LizAlec smiled sourly, remembering Fixx’s insistence on an inverse link between IQ and absolute faith. The mo
re you believe the less you think. Not surprisingly, that never got taught at St Lucius, either.
Briefly, LizAlec wondered what kind of crap the amulet-wearing Lars believed in, and then decided she didn’t care enough to find out. She was bored with Lars and his creepy, clanky steel lung, bored with staring at goats, hungry too.
They were in an air vent hung over a hold, that much was obvious. And the hold had been walled off into three pens, two small pens divided between the goats and ten black, bristle-backed pigs. There was also a larger pen for six of the ugliest cows LizAlec had ever seen.
All the animals stank: the pigs less than the cows, surprisingly. At least, it surprised LizAlec, who’d assumed the cows would be the cleanest.
“Less animals, more shit,” Lars told her baldly, and he was right.

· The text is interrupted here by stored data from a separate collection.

PR #229, opened 2026-09-17
test(web): cover popularity, compact and registryLabel (#219)

### LINKED ISSUE #219: web: skills/shared.ts popularity, compact and registryLabel have no test coverage
There is no test file anywhere under `web/src/pages` — `shared.ts` measures **0% statements, 0% branches, 0% functions** (v8 coverage, lines 14–67 uncovered). These three run on every skill card in the Discover and Installed views.

### `popularity(stars?, installs?)` — `web/src/pages/skills/shared.ts:49`

and its private helper `compact(n)` at `:56`. Worth pinning:

- `compact` has **two** thresholds, not one: `999` → `"999"`, `1000` → `"1.0k"`, `10000` → `"10k"`. The interesting one is `9999` → `"10.0k"`, because `toFixed(1)` rounds up across the next threshold before the `>= 10000` branch can apply. That is the case nobody notices is odd.
- `0` is falsy, so `popularity(0, 0)` returns `""` — "no data" and "zero stars" render identically. That is deliberate (`Discover.svelte:112` uses the empty string as an `{#if}` guard), so it is worth locking rather than leaving to be "fixed". Likewise `popularity(0, 5)` drops the stars entirely.
- The separator `" · "` appears only when both parts exist: `popularity(5, undefined)` is `"★ 5"` with nothing trailing.
- `undefined`, `0`, and an omitted argument all behave the same. Pin it so a later `?? 0` cleanup cannot start rendering `"0 installs"`.

### `registryLabel(registry)` — `web/src/pages/skills/shared.ts:29`

- It maps `"anthropics"` to `"Verified"`, not `"Anthropics"` — the label deliberately differs from the key.
- `registryLabel("bogus" as SkillRegistry)` falls back to `"GitHub"` rather than throwing or returning `undefined`. The `?? REGISTRY.github` fallback only fires for values outside the union, which the type system hides, so only a test can hold it.

### Notes

`shared.ts` imports only `import type { SkillRegistry }`, which is fully erased — no DOM, no stubbing, nothing to mock. `web/vitest.config.ts` runs `environment: "node"` and these are pure string functions, so they work as-is.

New test file: `web/src/pages/skills/shared.test.ts`. Run with `npm test -w web` from the repo root.

A test that only checks `popularity(1500)` contains `"1.5k"` would pass while the `9999` boundary is broken — assert exact strings.

teddyvj:
Closes #219.

## What

Adds unit test coverage for `popularity`, `compact`, and `registryLabel` in `web/src/pages/skills/shared.test.ts`.

### `popularity` and `compact`
- Formats numbers `< 1000` verbatim (e.g. `999` -> `"★ 999 · 42 installs"`).
- Compacts numbers `1000..9999` with one decimal place (`1000` -> `"1.0k"`, `1500` -> `"1.5k"`).
- Tests the `9999` boundary where `toFixed(1)` rounds to `"10.0k"`.
- Compacts `>= 10000` without decimal places (`10000` -> `"10k"`, `25400` -> `"25k"`).
- Treats `0` as falsy, returning `""` for `popularity(0, 0)` so "no data" and "zero count" render as empty.
- Omits stars when `0` or `undefined` (`popularity(0, 5)` -> `"5 installs"`).
- Omits installs when `0` or `undefined` (`popularity(5, 0)` -> `"★ 5"`).
- Ensures separator `" · "` only appears when both metrics exist.
- Confirms `undefined`, `0`, and omitted arguments all behave consistently without rendering `"0 installs"`.

### `registryLabel`
- Maps `"anthropics"` to `"Verified"` rather than `"Anthropics"`.
- Maps `"skillsmp"` to `"SkillsMP"` and `"github"` to `"GitHub"`.
- Falls back to `"GitHub"` for unrecognized registry strings (e.g. `"bogus"` or `""`).

## Validation

- `npx vitest run src/pages/skills/shared.test.ts` passed 12/12 tests.
- `npm test -w web` passed all 20 test files (255 tests).
- `npm run build:web` passed type-checking and bundle build with 0 errors.


mar-schmidt:
Merged. The 9999 -> 10.0k case is a good catch; it fails if compact's decimal cutoff moves. Every branch in popularity and registryLabel bites when broken.

PR #230, opened 2026-09-17
test(config): cover ValidateProfile and its helpers (#222)

### LINKED ISSUE #222: internal/config: ValidateProfile has no test coverage

maskjelly:
Closes #222.

`ValidateProfile` measured 0.0% and its helpers 66.7% each — reached incidentally rather than asserted. The table covers every branch the issue names, asserting on error text so the cases cannot collapse into each other:

- empty name → `name is required`;
- `default` reserved;
- **bare provider tokens reserved** via `KnownProvider(Provider(name))` — `claude` and `codex` rejected, `claude-work` fine (the half the issue called unreached; see the note below);
- `existing` nil (duplicate check skipped) versus a hit → `duplicate profile name %q`;
- unknown provider rejected;
- `validateProfileDir`: a provider with no `ProviderInfoFor` entry returns nil — called directly, since `validateProvider` rejects unknown providers before that branch is reachable — and a blank `p.Dir()` for a provider with info gives its `needs` error.

**Mutation checks, both halves:** removing the `reservedProfileName` call reds three rows; flipping only its `KnownProvider` line to `return false` reds the two provider-token rows and **leaves `default` green** — exactly the trap the issue describes.

**One correction to the issue's premise:** the baseline hit profile shows the opposite of "provider-token half unreached" — `return true` for `default` was the line at count 0, reached only via the older `Config.Validate` test. The table now pins both halves either way.

Coverage: `ValidateProfile` 0.0 → 100%, `reservedProfileName` and `validateProfileDir` 66.7 → 100%, package 78.5 → 80.6%. Gates: `go build ./...`, `go vet ./...`, `go test ./...`, `gofmt` clean. Test-only diff (one file, +47).


mar-schmidt:
Same story as #231 — #226 landed for #222, first by about three hours.

Your `validateProfileDir` unknown-provider case was the right thing to test and #226 had it too, so that instinct was correct.

Unclaimed and waiting: #233, #234 (Go), #235, #236 (web). Comment on one and I'll assign it to you.

PR #231, opened 2026-09-17
test(core): cover validateAccessPayload (#221)

### LINKED ISSUE #221: internal/core: validateAccessPayload has no test coverage

maskjelly:
Closes #221.

The gate on every capability an agent can ask the user for measured 0.0%, and one of its rules is a security invariant rather than a convenience check. New file `internal/core/access_validate_test.go` (package `core`, since the function is unexported), table-driven with error-text assertions.

**Every branch the issue enumerates:** MCP `server_name` including the whitespace-only case `need()` trims to the same rejection; skill `id`-or-`url` in all four combinations plus blank-trim; env var — a `value` key rejected **even when empty** and `var_name` required bare (`FOO=bar`, space, tab); permission mode with the trailing-whitespace trim and the label from `config.PermissionModesLabel()`; CLI tool delegating to `podiomtools.SpecFromPayload(...).Validate()` (an invalid spec propagates, including the second-field error); and the default branch returning `unknown access request kind %q` for an unrecognised or empty kind rather than falling through.

**Mutation check on the invariant:** relaxing the `value` check from key presence to a non-empty test reds exactly the empty-value row and nothing else — the regression that would silently start accepting secrets. Restored and verified with an empty `git diff` for `goals.go`.

Two rows beyond the enumeration (case-sensitive `"AUTO"`, and the installer-without-package error) pin the same branches; easy to drop if you want the exact list.

Gates: `go build ./...`, `go vet ./...`, `go test ./internal/core/ -run TestValidateAccessPayload -v` (29/29), the full `go test ./internal/core/` (10.4 s warm), `go test ./...`, `gofmt` clean. Test-only.


mar-schmidt:
Three PRs arrived for #221. I went with #224, which was first by about four hours and hits 100% of the function.

Yours is the strictest of the three — exact error-string equality rather than substring, plus the nil payload, the empty kind, case-sensitivity on `mode`, and the npm-installer error propagating out of `SpecFromPayload`. I checked those against #224 and they're genuinely extra coverage; the tiebreak was arrival order, not quality.

Sorry for the wasted effort. Fresh ones, none claimed: #233, #234 (Go), #235, #236 (web). Comment on one and I'll mark it yours before you start.

PR #232, opened 2026-09-17
test: cover skills/shared helpers

### LINKED ISSUE #219: web: skills/shared.ts popularity, compact and registryLabel have no test coverage

vhmns14:
## Summary
- Add unit test coverage for `web/src/pages/skills/shared.ts`
- Cover `popularity()` formatting, thresholds, and edge cases (`0`, `undefined`, single-argument vs both)
- Pin `compact()` threshold behavior including the `9999` rounding case
- Cover `registryLabel()` mappings and unrecognized registry fallback
- Cover remaining helpers (`registryChip`, `scriptsChip`, `shortSHA`, `formatDate`, `kebab`, `installPath`)

Closes #219

## Validation
- `npx vitest run web/src/pages/skills/shared.test.ts` (17/17 tests passing)
- `git diff --check`


mar-schmidt:
#219 was already closed by #229 before this landed, which is why the branch conflicts — `shared.test.ts` now exists on master.

Your version isn't wasted though. Master only covers `popularity` and `registryLabel`; the file is still at 45.8%. The `registryChip`, `scriptsChip`, `shortSHA`, `formatDate`, `installPath` and `kebab` tests you wrote cover exactly the gap. I opened #237 for them.

If you rebase onto master and keep only those, I'll take it. Closing this one as the base has moved.

PR #238, opened 2026-09-19
test: cover CLI user input helpers

### LINKED ISSUE #233: cmd/podiom: selectedUserInputOptions and formatUserInputFollowup have no test coverage
`selectedUserInputOptions()` (`cmd/podiom/main.go:1483`) and `formatUserInputFollowup()` (`cmd/podiom/main.go:1509`) both measure **0.0%** (`go test ./... -coverprofile` + `go tool cover -func`).

They are the two pure helpers behind the CLI's answer-a-question prompt: one turns what the user typed into a list of option labels, the other turns the collected answers into the follow-up text sent back to the agent. Neither touches a client, a store or stdin.

### `selectedUserInputOptions(q, line) ([]string, error)`

The parsing rules are all worth a row:

- Single-select takes the **whole line** as one value — `parts` starts as `[]string{strings.TrimSpace(line)}` and is only replaced by a comma split when `q.MultiSelect` is true. So `"1,2"` against a single-select question is not two answers; it fails `strconv.Atoi` and returns `invalid choice "1,2"`.
- Multi-select splits on `,` and trims each part, so `" 1 , 3 "` is valid and blank parts are skipped — `"1,,2"` selects two options, it is not an error.
- Indexes are **1-based** and bounds-checked against `len(q.Options)`. `0`, `-1` and `len+1` all fail with `invalid choice %q`. Worth pinning both ends — an off-by-one here silently answers the wrong question.
- Non-numeric input fails with the same `invalid choice %q` message.
- Nothing selected (empty line, or a line of only commas and spaces) returns `at least one answer is required`, not an empty slice.
- The `choose only one answer` branch is only reachable when `MultiSelect` is false — but since single-select never splits, it is worth a row to pin that the guard is there.
- On success the return value is the option **`Label`**, not the index and not the `Value`.

### `formatUserInputFollowup(req, answers) string`

Two shapes:

- Exactly one question renders the single-line form `Answer to %q: <joined>` — note the `%q`, so the question text is quoted.
- Two or more render `Answers:\n` followed by one `- <question>: <joined>` line each, then `strings.TrimSpace` on the whole thing, so there is no trailing newline.
- Answers are joined with `", "`.
- A question whose ID is missing from the `answers` map joins to the empty string rather than panicking — worth a row, since the map is keyed by `q.ID` and the loop is driven by `req.Questions`.

### Notes

New file `cmd/podiom/userinput_test.go`, or add to an existing `cmd/podiom` test file. Both helpers are unexported, so the test lives in `package main`. Table-driven is the right shape.

`adapter.UserInputQuestion` / `adapter.UserInputRequest` are the input types — construct them directly, no fixtures needed.

Use `go test ./cmd/podiom/ -run TestSelectedUserInputOptions` while iterating rather than the full suite.

Worth checking your own test the way we check them: change `n < 1` to `n < 0`, or swap the single-select branch to always split on commas, and confirm your test fails. If it still passes, the case is not pinning the rule.

nightcityblade:
Fixes #233

Adds table-driven coverage for CLI option parsing boundaries, multi-select behavior, and single- versus multi-question follow-up formatting.

Tests: `go test ./cmd/podiom/ -run 'Test(SelectedUserInputOptions|FormatUserInputFollowup)'`


mar-schmidt:
Merged. Mutation-tested each branch: making the parser always split on commas, moving the upper bound off by one, dropping the `update` default, and changing the join separator all fail a test. The `1,2` single-select case is the one that catches the split regression.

The leathery-skinned, thin-hipped cows in the pen next door were crusted in their own excrement, huge scabs of dung drying to cake on their hides. Only the pigs still looked vaguely pink. Every hour a woman with wide hips and protruding buttocks stamped into each pen in turn and vacuumed clean the air with a huge hose.
She didn’t look happy with her job, but she never swore, not even when the DustBuster broke one time and spat everything out of the other end again, much like the animals.
“Family,” LizAlec told Lars, who just looked puzzled.
“Yours?” His voice sounded doubtful.
LizAlec grunted with frustration. Being trapped for hours in the hold of a filthy cargo shuttle with some slack-jawed retard had worn her patience so thin it was practically transparent.
No,” LizAlec said abruptly. “Family.” She said it like the retard should know what she was talking about, which she figured he should. “Oh fuck... Forget it.” She crept forward and looked down through an air vent at the goats. She was sure one or two were looking back at her.
They’d started out in a cupboard, locked into a tiny side room by Leon, the combat kid, who only just remembered to click the oxygen/atmosphere on before jumping shuttle and heading back to Fracture. It was Lars who’d prised off the grille to a ventilation shaft in their original hiding place and wriggled up, leaving her trapped and almost crying until frustration slid into skin-slicked fear as LizAlec remembered the bioSemtex worm wrapped away inside her skull. Just how far Lars had to wander before he broke the connection and splattered her brains against the utility-green walls of the tiny cupboard wasn’t something LizAlec liked to think about.